- Episode no.: Season 1 Episode 9
- Directed by: Michael Uppendahl
- Written by: Ryan Murphy
- Production code: 1AYD09
- Original air date: November 17, 2015
- Running time: 43 minutes

Guest appearances
- Nick Jonas as Boone Clemens; Niecy Nash as Denise Hemphill; Jim Clock as Detective Chisolm;

Episode chronology
| ← Previous "Mommie Dearest" | Next → "Thanksgiving" |

= Ghost Stories (Scream Queens) =

"Ghost Stories" is the ninth episode of the horror black comedy series Scream Queens. It first aired on November 17, 2015 on Fox. The episode was directed by Michael Uppendahl and written by Ryan Murphy. The episode focuses on Denise (Niecy Nash)'s attempt to calm The Chanels down by telling them ghost stories and urban legends, which start to become true. The episode also features the return of special guest star Nick Jonas as Boone Clemens, whose activities while being absent are revealed in this episode.

The episode was viewed by 2.37 million viewers during its premiere and received generally positive reviews from critics.

==Plot==
Boone Clemens runs into Chanel #3, who mistakes him for a ghost. Chanel #3 goes back to Kappa House and informs the other Chanels of her encounter with Boone. To take their minds off the incident, Denise tells the girls a story about a killer who drags women in toilets and a killer who kills people while they use the bathroom. Boone pays a visit to Chad, who also thinks he's a ghost. He borrows a 'date shirt' from Chad, saying that the only way for him to be 'among the living' would be to have sex with Zayday.

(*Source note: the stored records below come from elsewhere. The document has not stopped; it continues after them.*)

PR #178, opened 2026-07-16
fix(core): give Resolver a per-instance spend cap (B1)

fxd24:
Clears **fork blocker B1**. Both a refactor prerequisite and a live product bug that could cost real money today.

## The bug

`Resolver` — the entire low-level public API — had **no budget guard at all**. `_SpendCappedMatcher` was applied at exactly two sites, both in `core/presets.py`, which `Resolver` is architecturally forbidden to import (`resolver.py` ~L162-166). Only `link`/`dedupe` were ever capped. `from_schema`'s own docstring advertised the hole:

> **Caution**: … runs **UNCAPPED** — there is no `budget_usd` on this method and nothing stops a runaway bill.

Two further bugs in the cap itself, both harmless for a one-shot verb call and wrong for a long-lived object:

1. The `SpendMonitor` was built **inside `forward()`** ⇒ per-call, not per-instance. `r.resolve(a); r.resolve(b)` = **2× budget**; N resolves = N × budget.
2. No pre-check ⇒ an already-tripped cap paid for one more call before refusing.

## The guarantee (stated honestly)

**Spend is bounded by `budget_usd` plus the cost of at most one further call.** An LLM call's cost is not knowable until it has been made, so "check before" can only mean *"am I already at/over budget? then refuse the NEXT call"*. No doc, test, or comment in this PR claims more. `SpendMonitor.check()` is `spent > budget` (strictly), so landing exactly on the budget is not a breach.

## Where `_SpendCappedMatcher` went, and why

Two new **core leaves**:

| module | holds | W4 target pkg |
|---|---|---|
| `core/spend.py` | `SpendMonitor`, `BudgetExceeded` (moved out of `clients/openrouter.py`) | `core` |
| `core/spend_cap.py` | `SpendCappedMatcher`, `DEFAULT_BUDGET_USD`, `UNCAPPED_BUDGET_USD`, `effective_budget` | `architectures` |

The cap must sit **beneath both** `presets` (above `Resolver`) and `Resolver`. Putting it in a new module that imports `clients.openrouter` does **not** work, and I measured rather than assumed:

```
spend_cap -> clients.openrouter -> core.benchmark -> core.presets -> spend_cap
```

That closes a cycle and grows the all-edges SCC **10 → 11**. So the ledger had to come with it. That move is also just *right*: `SpendMonitor` is pure USD arithmetic with nothing OpenRouter-specific about it ("Pure — no I/O beyond `logging`"), and `BudgetExceeded.partial_judgements` already depended on `core.models` — a `clients` module owning a primitive `core` must enforce was backwards. `clients.openrouter` re-exports both names, so `from langres.clients.openrouter import SpendMonitor, BudgetExceeded` and `langres.BudgetExceeded` are unchanged.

Denise goes to use the bathroom and is attacked by the Red Devil, as described in her story. Denise asks the rest of the girls for a ghost story to calm her down. Hester tells her a story about a girl being pursued by a killer while driving alone in her car.

Chanel #5 decides to drive home, where she is pursued by the Red Devil. In a parallel to the events in Hester's story, a trucker driving behind her honks his horn to scare off the Red Devil. The Red Devil fatally stabs the trucker with a machete.

Zayday and Earl Grey are passionately kissing on Zayday's bed until Earl goes to get a condom. Boone climbs through her bedroom window, trying to seduce Zayday, who realizes Boone is one of the Red Devils. Before he can make it back to Zayday's room, Earl is fatally stabbed by Boone, who is revealed as the Red Devil.

Boone tells Gigi that he has had had enough following her instructions. He is intent on murdering her with the help of the other Red Devil, but the other Red Devil stabs him in the chest.

Hester says that she will still have Chad get her pregnant. Angered, Chanel pushes Hester down the stairs, breaking her neck.

==Production==
Nick Jonas and Niecy Nash return as special guest stars, playing Boone Clemens, the former member of the Dickie Dollar Scholars who faked his death and the ally of the Red Devil, and Denise Hemphill, the kick-butt but odd security guard.

==Reception==
===Ratings===
Ghost Stories was watched live by 2.37 million U.S. viewers and got a 0.9 rating/3 share in the adult 18-49 demographic.

===Critical reception===
Ghost Stories receive generally positive review from critics. Terri Schwartz from IGN gave the episode 8.0 out of 10, stated "Though Scream Queens still feels like it can't move the plot forward quickly without giving away the killer, "Ghost Stories" provided some fun new details without being completely focused on the murder mystery." LaToya Ferguson from The A.V. club gave the episode B, noting "it’s easy to assume that Ryan Murphy (who penned this episode) doesn’t know what lampshading is; this episode’s so meta that if he did know, Kappa Kappa Tau would likely have gotten a home décor delivery by the beginning of Act Three."